*** Block opens ***
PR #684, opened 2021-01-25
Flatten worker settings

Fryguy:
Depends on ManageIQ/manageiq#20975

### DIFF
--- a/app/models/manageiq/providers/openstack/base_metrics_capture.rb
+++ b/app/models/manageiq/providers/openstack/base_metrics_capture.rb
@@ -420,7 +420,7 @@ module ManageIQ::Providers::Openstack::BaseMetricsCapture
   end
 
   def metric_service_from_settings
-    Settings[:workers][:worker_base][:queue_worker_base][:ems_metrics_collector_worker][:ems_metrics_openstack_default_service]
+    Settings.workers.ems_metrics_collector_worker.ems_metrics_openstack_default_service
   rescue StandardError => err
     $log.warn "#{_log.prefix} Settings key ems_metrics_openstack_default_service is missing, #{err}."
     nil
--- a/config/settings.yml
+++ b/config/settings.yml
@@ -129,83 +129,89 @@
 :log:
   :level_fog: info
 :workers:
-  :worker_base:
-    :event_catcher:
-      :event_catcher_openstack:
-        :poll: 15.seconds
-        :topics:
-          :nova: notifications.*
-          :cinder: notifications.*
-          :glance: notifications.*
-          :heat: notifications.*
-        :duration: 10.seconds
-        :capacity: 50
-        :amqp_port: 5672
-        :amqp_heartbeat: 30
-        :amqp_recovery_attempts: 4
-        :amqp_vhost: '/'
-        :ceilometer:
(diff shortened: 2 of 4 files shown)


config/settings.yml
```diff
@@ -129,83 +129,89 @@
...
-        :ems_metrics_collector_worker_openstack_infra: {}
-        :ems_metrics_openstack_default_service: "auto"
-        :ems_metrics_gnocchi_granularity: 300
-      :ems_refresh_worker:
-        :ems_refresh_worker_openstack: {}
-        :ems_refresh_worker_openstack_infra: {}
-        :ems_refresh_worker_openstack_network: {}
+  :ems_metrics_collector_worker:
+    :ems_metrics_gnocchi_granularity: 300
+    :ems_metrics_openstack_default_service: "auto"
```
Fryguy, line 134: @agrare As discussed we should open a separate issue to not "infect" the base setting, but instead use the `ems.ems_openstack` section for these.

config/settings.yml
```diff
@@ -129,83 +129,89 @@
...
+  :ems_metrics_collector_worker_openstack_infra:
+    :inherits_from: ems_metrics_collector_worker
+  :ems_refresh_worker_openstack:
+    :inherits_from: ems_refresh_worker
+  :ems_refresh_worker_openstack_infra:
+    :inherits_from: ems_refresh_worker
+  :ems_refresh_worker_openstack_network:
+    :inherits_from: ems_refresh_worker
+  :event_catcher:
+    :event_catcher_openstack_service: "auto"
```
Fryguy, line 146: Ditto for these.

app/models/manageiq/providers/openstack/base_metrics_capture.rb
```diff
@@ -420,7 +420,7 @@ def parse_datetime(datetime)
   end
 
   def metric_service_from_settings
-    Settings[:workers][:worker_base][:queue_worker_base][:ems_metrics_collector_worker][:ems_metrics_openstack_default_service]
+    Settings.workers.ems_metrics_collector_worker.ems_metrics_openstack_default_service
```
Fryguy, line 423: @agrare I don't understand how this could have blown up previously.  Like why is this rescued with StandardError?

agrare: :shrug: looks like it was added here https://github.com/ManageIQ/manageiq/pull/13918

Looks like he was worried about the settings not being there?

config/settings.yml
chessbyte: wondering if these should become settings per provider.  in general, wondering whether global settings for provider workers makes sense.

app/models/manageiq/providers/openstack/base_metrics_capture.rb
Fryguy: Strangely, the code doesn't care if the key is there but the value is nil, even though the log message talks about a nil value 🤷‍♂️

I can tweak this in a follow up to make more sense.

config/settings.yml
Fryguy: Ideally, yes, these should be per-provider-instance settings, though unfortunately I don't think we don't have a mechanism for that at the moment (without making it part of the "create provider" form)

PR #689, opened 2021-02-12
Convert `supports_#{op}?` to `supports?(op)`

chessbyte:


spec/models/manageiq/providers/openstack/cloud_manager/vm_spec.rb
*** Block closes ***
*** Block opens ***
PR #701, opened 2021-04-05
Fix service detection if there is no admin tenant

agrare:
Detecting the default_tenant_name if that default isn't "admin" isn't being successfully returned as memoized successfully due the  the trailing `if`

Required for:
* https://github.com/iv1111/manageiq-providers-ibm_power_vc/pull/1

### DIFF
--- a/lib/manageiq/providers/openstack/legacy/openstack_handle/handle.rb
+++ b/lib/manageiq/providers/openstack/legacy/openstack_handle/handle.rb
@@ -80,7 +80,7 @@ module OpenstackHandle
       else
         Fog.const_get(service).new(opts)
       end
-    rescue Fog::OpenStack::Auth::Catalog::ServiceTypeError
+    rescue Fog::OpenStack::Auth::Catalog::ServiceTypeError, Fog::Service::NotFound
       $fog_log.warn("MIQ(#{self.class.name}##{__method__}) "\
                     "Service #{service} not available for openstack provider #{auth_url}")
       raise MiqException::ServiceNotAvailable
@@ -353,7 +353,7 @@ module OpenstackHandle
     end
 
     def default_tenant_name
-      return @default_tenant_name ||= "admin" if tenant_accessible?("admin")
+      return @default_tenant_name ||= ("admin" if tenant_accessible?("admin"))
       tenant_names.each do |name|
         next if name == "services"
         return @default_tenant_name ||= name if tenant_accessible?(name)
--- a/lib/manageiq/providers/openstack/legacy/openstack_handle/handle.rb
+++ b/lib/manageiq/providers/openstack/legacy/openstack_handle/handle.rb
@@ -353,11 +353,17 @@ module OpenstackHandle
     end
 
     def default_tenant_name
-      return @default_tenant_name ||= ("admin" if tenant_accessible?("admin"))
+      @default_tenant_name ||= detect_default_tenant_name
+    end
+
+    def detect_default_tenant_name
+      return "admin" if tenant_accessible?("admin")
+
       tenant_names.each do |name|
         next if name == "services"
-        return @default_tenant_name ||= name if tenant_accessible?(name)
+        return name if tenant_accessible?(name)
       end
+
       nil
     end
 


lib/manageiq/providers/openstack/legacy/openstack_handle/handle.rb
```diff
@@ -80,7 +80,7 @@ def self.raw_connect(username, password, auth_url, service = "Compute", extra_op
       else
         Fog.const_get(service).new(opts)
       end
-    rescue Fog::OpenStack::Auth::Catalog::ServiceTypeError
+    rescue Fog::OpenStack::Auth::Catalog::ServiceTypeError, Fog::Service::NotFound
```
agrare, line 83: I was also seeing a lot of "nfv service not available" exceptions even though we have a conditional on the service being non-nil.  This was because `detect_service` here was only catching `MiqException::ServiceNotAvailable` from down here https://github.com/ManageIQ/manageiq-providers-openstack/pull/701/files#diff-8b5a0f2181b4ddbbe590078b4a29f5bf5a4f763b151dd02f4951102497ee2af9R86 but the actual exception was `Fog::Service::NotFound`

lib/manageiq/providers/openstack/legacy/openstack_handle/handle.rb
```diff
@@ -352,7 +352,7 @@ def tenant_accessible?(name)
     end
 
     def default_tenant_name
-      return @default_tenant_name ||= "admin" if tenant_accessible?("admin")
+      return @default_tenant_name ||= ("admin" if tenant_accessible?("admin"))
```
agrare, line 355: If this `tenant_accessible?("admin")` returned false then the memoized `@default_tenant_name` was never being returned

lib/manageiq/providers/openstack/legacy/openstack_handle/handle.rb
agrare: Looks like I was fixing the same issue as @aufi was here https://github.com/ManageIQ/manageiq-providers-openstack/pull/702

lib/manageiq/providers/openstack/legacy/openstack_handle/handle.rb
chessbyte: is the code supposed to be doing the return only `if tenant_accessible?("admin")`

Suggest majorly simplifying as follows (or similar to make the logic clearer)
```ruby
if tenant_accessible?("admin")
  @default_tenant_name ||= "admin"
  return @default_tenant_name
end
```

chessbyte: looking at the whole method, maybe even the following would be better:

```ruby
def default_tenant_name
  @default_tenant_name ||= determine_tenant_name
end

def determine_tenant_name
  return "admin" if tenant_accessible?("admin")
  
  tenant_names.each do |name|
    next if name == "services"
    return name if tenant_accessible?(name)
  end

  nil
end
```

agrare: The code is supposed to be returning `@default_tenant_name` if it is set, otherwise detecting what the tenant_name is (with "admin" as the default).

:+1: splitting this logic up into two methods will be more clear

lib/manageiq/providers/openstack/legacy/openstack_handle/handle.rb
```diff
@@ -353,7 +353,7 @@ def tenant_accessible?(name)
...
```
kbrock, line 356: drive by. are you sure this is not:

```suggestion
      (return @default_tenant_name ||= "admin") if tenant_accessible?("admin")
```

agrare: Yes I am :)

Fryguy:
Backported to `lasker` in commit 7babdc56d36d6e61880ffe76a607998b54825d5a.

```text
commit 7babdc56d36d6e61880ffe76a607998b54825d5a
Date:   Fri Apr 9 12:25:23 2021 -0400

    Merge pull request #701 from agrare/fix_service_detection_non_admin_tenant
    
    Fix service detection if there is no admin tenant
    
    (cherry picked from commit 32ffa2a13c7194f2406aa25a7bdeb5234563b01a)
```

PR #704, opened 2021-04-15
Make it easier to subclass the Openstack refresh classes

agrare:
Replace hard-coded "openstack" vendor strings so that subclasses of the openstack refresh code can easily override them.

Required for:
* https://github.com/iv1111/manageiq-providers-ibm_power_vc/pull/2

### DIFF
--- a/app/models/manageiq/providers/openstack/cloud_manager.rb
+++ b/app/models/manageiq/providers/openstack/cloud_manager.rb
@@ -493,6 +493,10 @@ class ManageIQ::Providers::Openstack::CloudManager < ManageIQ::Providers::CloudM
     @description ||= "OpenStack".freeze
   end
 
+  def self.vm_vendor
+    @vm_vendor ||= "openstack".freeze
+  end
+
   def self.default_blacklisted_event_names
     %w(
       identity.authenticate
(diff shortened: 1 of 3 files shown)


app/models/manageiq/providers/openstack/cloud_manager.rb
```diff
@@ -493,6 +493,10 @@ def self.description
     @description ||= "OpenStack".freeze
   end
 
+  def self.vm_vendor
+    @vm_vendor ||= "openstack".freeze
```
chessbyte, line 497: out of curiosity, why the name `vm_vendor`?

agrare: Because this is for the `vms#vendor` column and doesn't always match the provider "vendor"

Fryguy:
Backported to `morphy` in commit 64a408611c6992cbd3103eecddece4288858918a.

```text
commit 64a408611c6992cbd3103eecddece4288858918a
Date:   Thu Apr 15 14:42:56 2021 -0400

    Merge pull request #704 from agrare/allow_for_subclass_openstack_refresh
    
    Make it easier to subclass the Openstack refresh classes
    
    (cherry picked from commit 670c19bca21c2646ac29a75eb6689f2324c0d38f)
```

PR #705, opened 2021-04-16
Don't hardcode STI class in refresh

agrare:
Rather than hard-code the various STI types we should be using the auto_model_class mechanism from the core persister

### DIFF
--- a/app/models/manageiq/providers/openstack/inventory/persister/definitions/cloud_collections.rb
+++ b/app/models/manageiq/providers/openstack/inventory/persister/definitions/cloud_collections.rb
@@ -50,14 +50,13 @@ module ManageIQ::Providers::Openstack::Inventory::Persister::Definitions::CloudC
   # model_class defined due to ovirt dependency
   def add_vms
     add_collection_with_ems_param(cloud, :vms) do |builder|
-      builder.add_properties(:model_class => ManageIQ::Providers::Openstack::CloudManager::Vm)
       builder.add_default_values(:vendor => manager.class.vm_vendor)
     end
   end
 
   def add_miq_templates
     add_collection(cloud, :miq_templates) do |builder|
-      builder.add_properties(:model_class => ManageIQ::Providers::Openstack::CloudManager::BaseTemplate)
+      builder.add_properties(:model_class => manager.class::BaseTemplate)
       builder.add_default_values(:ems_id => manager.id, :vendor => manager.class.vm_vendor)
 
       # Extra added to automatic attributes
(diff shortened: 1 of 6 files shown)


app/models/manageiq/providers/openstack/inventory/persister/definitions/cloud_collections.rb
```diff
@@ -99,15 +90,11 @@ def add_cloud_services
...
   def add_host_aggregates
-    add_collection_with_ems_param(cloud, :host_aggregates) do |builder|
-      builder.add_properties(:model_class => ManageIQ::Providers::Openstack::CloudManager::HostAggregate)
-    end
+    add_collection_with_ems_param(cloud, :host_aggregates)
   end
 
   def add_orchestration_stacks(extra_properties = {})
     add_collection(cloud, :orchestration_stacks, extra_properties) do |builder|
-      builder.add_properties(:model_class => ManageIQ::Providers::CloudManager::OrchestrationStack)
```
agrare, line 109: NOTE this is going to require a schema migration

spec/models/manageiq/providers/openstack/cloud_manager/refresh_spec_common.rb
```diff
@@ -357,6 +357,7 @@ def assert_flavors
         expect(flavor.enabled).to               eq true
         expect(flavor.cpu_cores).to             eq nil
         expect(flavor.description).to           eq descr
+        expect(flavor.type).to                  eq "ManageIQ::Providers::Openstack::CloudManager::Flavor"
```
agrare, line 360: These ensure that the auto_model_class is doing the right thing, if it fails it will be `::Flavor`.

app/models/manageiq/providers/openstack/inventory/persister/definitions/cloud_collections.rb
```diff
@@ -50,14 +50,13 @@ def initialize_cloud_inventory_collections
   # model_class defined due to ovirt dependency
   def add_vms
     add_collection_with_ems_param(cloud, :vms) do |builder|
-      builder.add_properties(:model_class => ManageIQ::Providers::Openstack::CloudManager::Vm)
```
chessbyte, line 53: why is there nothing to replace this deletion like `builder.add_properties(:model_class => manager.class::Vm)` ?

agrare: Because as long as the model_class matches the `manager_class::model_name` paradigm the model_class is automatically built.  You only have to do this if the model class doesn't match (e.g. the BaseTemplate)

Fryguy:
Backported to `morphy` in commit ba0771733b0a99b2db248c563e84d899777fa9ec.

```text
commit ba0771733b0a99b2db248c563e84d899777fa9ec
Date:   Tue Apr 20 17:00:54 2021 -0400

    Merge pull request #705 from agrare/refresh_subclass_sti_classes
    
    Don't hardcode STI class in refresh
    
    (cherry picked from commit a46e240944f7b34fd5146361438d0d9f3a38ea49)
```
*** Block closes ***
*** Block opens ***
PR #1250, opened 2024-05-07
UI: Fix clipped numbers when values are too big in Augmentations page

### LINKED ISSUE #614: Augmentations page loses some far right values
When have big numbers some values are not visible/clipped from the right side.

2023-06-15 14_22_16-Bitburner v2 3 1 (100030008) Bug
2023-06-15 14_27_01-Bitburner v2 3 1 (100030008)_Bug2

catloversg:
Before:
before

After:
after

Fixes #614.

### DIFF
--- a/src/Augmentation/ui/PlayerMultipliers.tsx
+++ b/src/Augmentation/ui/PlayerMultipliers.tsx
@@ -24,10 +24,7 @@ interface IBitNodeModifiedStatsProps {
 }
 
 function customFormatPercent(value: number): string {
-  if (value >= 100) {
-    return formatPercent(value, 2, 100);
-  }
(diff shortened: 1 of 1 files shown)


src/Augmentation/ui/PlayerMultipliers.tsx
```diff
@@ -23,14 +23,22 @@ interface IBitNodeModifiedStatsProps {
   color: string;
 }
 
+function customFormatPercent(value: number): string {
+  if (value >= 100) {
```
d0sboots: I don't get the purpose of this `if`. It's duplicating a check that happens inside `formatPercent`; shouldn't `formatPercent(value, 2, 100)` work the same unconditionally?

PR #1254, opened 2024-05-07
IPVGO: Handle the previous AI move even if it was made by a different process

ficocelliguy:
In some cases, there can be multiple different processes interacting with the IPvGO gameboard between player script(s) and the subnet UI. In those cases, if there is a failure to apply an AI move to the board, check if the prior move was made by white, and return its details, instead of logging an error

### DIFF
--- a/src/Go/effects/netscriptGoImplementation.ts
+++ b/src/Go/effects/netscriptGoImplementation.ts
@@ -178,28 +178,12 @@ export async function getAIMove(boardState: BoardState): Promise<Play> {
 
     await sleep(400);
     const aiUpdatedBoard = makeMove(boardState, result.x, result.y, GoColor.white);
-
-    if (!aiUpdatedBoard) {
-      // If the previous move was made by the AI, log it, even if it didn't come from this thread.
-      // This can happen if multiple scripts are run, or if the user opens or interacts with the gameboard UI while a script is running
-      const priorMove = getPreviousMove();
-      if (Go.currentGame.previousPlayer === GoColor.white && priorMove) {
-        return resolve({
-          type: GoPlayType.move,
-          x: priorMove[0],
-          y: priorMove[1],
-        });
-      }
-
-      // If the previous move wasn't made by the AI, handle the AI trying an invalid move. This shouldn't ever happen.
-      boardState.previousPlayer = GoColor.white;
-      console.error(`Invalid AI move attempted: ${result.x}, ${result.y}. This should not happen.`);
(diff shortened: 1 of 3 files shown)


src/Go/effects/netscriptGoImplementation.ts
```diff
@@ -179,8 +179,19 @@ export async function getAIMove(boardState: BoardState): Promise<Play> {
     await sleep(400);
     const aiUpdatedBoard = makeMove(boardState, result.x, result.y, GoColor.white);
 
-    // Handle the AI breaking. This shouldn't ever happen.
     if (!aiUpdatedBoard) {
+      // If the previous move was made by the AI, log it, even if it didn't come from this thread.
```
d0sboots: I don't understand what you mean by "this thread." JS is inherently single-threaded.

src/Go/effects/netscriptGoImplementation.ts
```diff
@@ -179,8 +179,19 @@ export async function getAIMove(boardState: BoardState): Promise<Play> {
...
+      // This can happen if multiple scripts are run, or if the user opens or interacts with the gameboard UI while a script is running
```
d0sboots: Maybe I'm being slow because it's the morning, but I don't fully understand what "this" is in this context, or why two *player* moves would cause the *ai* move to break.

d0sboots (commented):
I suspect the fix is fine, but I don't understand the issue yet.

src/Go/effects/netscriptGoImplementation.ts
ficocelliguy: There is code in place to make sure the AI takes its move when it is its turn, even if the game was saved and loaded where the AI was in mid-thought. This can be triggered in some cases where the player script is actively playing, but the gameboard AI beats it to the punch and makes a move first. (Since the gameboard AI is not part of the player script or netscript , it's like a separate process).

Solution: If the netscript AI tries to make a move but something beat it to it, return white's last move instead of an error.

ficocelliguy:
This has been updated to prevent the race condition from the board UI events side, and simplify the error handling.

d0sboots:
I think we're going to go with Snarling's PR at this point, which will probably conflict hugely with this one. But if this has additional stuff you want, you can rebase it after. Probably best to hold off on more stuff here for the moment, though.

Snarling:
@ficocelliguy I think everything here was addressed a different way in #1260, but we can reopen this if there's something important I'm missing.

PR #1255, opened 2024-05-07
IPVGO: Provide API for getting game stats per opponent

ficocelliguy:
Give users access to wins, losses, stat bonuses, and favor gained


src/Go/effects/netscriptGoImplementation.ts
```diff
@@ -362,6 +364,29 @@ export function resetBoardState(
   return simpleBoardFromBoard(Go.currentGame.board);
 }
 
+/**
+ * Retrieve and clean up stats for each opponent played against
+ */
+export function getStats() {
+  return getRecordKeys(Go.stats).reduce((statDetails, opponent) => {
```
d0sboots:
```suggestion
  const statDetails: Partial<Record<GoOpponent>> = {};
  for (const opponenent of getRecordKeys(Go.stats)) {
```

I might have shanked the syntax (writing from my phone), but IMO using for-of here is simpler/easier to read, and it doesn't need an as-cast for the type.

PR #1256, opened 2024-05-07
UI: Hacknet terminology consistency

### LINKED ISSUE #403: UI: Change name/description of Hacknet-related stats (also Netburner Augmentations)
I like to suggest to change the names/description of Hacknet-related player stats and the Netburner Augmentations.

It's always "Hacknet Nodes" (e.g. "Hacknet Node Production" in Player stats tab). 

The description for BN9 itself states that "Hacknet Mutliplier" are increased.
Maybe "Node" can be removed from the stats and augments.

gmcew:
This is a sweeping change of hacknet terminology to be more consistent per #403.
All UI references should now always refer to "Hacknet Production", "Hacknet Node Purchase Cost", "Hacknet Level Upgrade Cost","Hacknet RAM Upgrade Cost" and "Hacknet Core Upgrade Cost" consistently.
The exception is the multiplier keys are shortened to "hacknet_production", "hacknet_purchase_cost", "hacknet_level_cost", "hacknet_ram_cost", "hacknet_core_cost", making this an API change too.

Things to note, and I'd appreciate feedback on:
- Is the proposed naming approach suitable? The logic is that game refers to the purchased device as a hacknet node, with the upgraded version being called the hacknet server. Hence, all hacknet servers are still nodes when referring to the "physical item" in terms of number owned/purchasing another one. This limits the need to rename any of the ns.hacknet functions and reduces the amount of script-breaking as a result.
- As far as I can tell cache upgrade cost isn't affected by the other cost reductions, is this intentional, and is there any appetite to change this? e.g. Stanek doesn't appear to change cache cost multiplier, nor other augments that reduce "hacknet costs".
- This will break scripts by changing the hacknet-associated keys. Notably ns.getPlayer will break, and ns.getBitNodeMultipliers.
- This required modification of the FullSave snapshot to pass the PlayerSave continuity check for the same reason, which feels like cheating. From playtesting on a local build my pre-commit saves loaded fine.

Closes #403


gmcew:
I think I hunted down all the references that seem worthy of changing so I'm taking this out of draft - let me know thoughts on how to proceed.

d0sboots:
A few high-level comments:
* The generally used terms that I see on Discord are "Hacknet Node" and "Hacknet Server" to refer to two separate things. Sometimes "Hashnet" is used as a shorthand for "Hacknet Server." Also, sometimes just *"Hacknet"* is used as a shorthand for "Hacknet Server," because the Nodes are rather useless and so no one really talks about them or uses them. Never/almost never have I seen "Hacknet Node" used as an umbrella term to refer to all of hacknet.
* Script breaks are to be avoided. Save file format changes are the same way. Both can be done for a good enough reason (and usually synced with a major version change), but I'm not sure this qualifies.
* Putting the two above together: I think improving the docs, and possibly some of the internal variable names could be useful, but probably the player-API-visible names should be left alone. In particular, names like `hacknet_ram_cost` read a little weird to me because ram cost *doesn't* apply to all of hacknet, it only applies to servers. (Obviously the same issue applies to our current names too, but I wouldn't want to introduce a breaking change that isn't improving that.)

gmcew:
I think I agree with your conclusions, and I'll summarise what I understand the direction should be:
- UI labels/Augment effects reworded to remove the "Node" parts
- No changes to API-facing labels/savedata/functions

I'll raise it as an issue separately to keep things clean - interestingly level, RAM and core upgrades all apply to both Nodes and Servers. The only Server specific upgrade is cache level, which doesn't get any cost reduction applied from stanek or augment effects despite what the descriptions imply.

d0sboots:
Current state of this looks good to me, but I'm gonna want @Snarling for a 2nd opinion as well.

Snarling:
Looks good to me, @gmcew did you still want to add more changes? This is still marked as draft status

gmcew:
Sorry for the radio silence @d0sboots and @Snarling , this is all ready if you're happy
*** Block closes ***
* **Task prompt**: State how many lines in the records above contain the word "didn", and give only that number.

* **Exercise answer**: 2